ホワイトは、ホワイトチョコとカシューナッツのケーキ)の詰め合わせで、

ボックス包装となっております。

お値段は、1箱1100円(税込)です。

ご入用の方は12日までにエマまでご連絡くださいませ。

発送も承っております。

ぐぐっと寒気の押し寄せる朝となりました。

皆さま、おかわりなくお過ごしでしょうか?

さて、エマでは今年もバレンタイン商戦参戦商品、

『小さな愛セット』を販売致します!

個包装のドリップバッグコーヒー×2個と

チョコカップケーキ×2個

のお手軽なセットです。

 

ところで、今回簡易式ドリップバッグを新調致しました(注目!^。^)

門真の地場を盛りたてるロータス(蓮)をモチーフにブレンドをした、その名も「蓮(REN)」!

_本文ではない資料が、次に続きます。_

PR #2032, opened 2021-11-17
ui/lists: refactor paginated list

### LINKED ISSUE #1606: ui: override list filter container state does not persist on change
**Describe the Bug:**
In a recent refactor (#1571), there is a known regression for the override list in which the filter popover closes on change

**Steps to Reproduce:**
1. Go to override list
2. Use filter

**Expected Behavior:**
Filter remains open until a blur event, or user clicks "Done"

**Observed Behavior:**
Filter closes on change

**Application Version:**
`fe36cc1ae6bf177695e9aa81fa7ad6d42dbd373e`

**Additional Context:**
See #1571

KatieMSB:

**Description:**
Refactors `QueryList.tsx`, `PaginatedList.tsx`, and `ControlledPaginatedList.tsx` to render the list action header and header note outside of `PaginatedList.tsx`.

Fixes #1606


web/src/app/lists/PageControls.tsx
```diff
@@ -0,0 +1,127 @@
...
+export const PageControlsContextProvider = (props: {
+  children: ReactNode
+}): JSX.Element => {
+  const [page, setPage] = useState<number>(0)
+  return (
+    <PageControlsContext.Provider value={{ page, setPage }}>
+      {props.children}
+    </PageControlsContext.Provider>
+  )
+}
```
dctalbot, line 42: Since this is only used once, it doesn't need to be a reusable component. It would be better to in-line `PageControlsContext.Provider` the only place it's used IMO

web/src/app/lists/QueryList.tsx
```diff
@@ -101,6 +107,7 @@ export default function QueryList(props: QueryListProps): JSX.Element {
     ...listProps
   } = props
   const { input, ...vars } = variables
+  const { page } = useContext(PageControlsContext)
```
dctalbot, line 110: `useContext` must have a Provider as an ancestor in the component tree. Otherwise, it won't be aware of any state change events.

> The current context value is determined by the value prop of the nearest <MyContext.Provider> above the calling component in the tree. 

https://reactjs.org/docs/hooks-reference.html#usecontext

dctalbot (changes requested):
Seeing some odd behavior if you page forward, perform a search, and clear the search bar. The user will be left with an empty list, and paging backwards will show more empty lists. This is likely because the context consumer is not a child component of the context provider. 

More broadly, I'm not confident Context is the right tool to reach for here. Generally, Context is used as a store pub/sub for props that would otherwise need to passed down through many deeply nested components e.g. a theme/setTheme model. Curious if you explored any alternatives?

web/src/app/lists/PaginatedList.tsx
```diff
@@ -417,16 +268,8 @@ export function PaginatedList(props: PaginatedListProps): JSX.Element {
...
-        <Card>
-          {cardHeader}
-          {infiniteScroll ? renderAsInfiniteScroll() : renderList()}
-        </Card>
-      </Grid>
-      {!infiniteScroll && (
-        <PageControls onBack={onBack} onNext={onNext} isLoading={isLoading} />
-      )}
-    </Grid>
+    <React.Fragment>
```
dctalbot, line 271: Fragment isn't needed here

web/src/app/lists/QueryList.tsx
```diff
@@ -101,6 +110,7 @@ export default function QueryList(props: QueryListProps): JSX.Element {
     ...listProps
   } = props
   const { input, ...vars } = variables
+  const [page, setPage] = useState(0)
```
dctalbot, line 113: Any reason this state can't be stored within PaginatedList?

dctalbot (changes requested):
As far as I can tell, the particular bug in question can be solved by extracting the list header to be rendered outside of PaginatedList, which is what this PR does, but all of the state refactoring to use the context api isn't necessary, and it really complicates the data flow IMO

web/src/app/lists/PaginatedList.tsx
```diff
@@ -161,16 +81,11 @@ function LoadingItem(props: { dense?: boolean }): JSX.Element {
...
-  // header elements will be displayed at the top of the list.
-  headerNote?: string // left-aligned
-  headerAction?: JSX.Element // right-aligned
-
   items: PaginatedListItemProps[] | CheckboxItemsProps[]
   itemsPerPage?: number
 
+  pageCount?: number
+
   isLoading?: boolean
```
Forfold, line 89: How should we be using this? I see `isLoading` as both a propType and being used in the context but not sure if it should just be one or the other

Forfold: It looks like we are passing down `loading` from Apollo a few components, but then use the context instead inside the page controls. I don't see anywhere that `isLoading` gets updated in the context though so maybe we should use the prop instead and remove `isLoading` from the context?

KatieMSB:
Reverted changes that pulled out the PageControls from the PaginatedList since it wasn't needed for the main bug fix.

web/src/app/lists/PaginatedList.tsx
```diff
@@ -82,7 +81,7 @@ function PageControls(props: {
       alignItems='center'
       className={classes.controls}
     >
-      <Grid item>
+      <CardActions>
```
Forfold, line 84: I think we want to keep the controls outside of the card, unless that was a design decision.

current impl:

Screen Shot 2022-02-04 at 12 07 23 PM

incoming change:

Screen Shot 2022-02-04 at 12 06 57 PM

KatieMSB: Right, I forgot that's why the PageControls were pulled out of the PaginatedList file. I switched it back and cleaned up the context so it's just using state now.

dctalbot (dismissed):

dctalbot (dismissed):

Forfold (commented):
It looks like there's an issue when I go forward a page, then back a page, it appends the results to the dataset instead of showing just that page

dctalbot (approved):

Forfold (approved):

PR #3939, opened 2024-06-25
Add ErrorConsumer

mastercactapus:
**Description:**
Adds `ErrorConsumer` and hook from `uik-editor` branch


allending313 (approved):

Forfold (approved):
We'll probably want to start an issue to migrate error handing to this, similar to the urql and typescript migrations. When we will actually have the time to do it though is another story 😬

共にナチュラル製法のモカとブラジルをほどよくブレンドした上品な飲み口のコーヒーです。

基本、受注生産となりますので、

ご入用の方は2/12(火)までにエマまでご連絡をお願い致します。

小さな愛がコツコツと70億人分集まれば、地球は愛の星となる。

全世界の皆様からご注文をお待ちしております。

ただし、数には限りがございます^^;

今日はお弁当を作る、もちろんママが。

会議に会社の重鎮6名(皆さんご年配らしい)が来阪することになり、

何か気の利いたお弁当を作って欲しいと、

懇意にしている後輩より立っての頼みを受けて、

お休み返上で頑張りました、ママが。

一個余分にこさえてくれたのは、もちろんマスターの分。ヒャッホイ\(^o^)/

しかし、お弁当の熨斗まで手書きで準備するのは流石。

おもてなしの心にぬかりなしやね、ママ。

エライ!

今年は晴れ間がやけに多いと、昨日もお客様と話しておりましたが、

今日は、雨の水曜日。

♪あぁ~水色の雨~♪

なんてつい口ずさんでしまうのは、間違いなく昭和世代^^;

ピッチも良く透明感のある伸びやかな歌声の歌手でした、八神純子(^^)

バレンタインを前に失恋の歌を連想してしまうのもなんですが…(^^;;

さて、本日は、

『ゴロゴロチョコケーキ』

その名の通り、生地にブロックチョコがゴロゴロ入ってますので、掘り出しながらガツガツと

~くずれてしまえ あとかたもなく流されてゆく愛のかたち~

さながらに食べ尽くして下さいませ(^^)

昨日今日と外は春の陽気でした。

立春大吉、昨日午前中お使いの道すがら空を見上げると

のたり白龍さながらの白い帯雲がたゆとう。

溌溂颯爽

捲土重来

身命胎動

本年も立春を越えました。

春の陽気を帆に溜めて

一気呵成に船出と行きたいものです。

 

今日5日は旧暦元日。

皆さま新春を健やかにお過ごしくださいませ。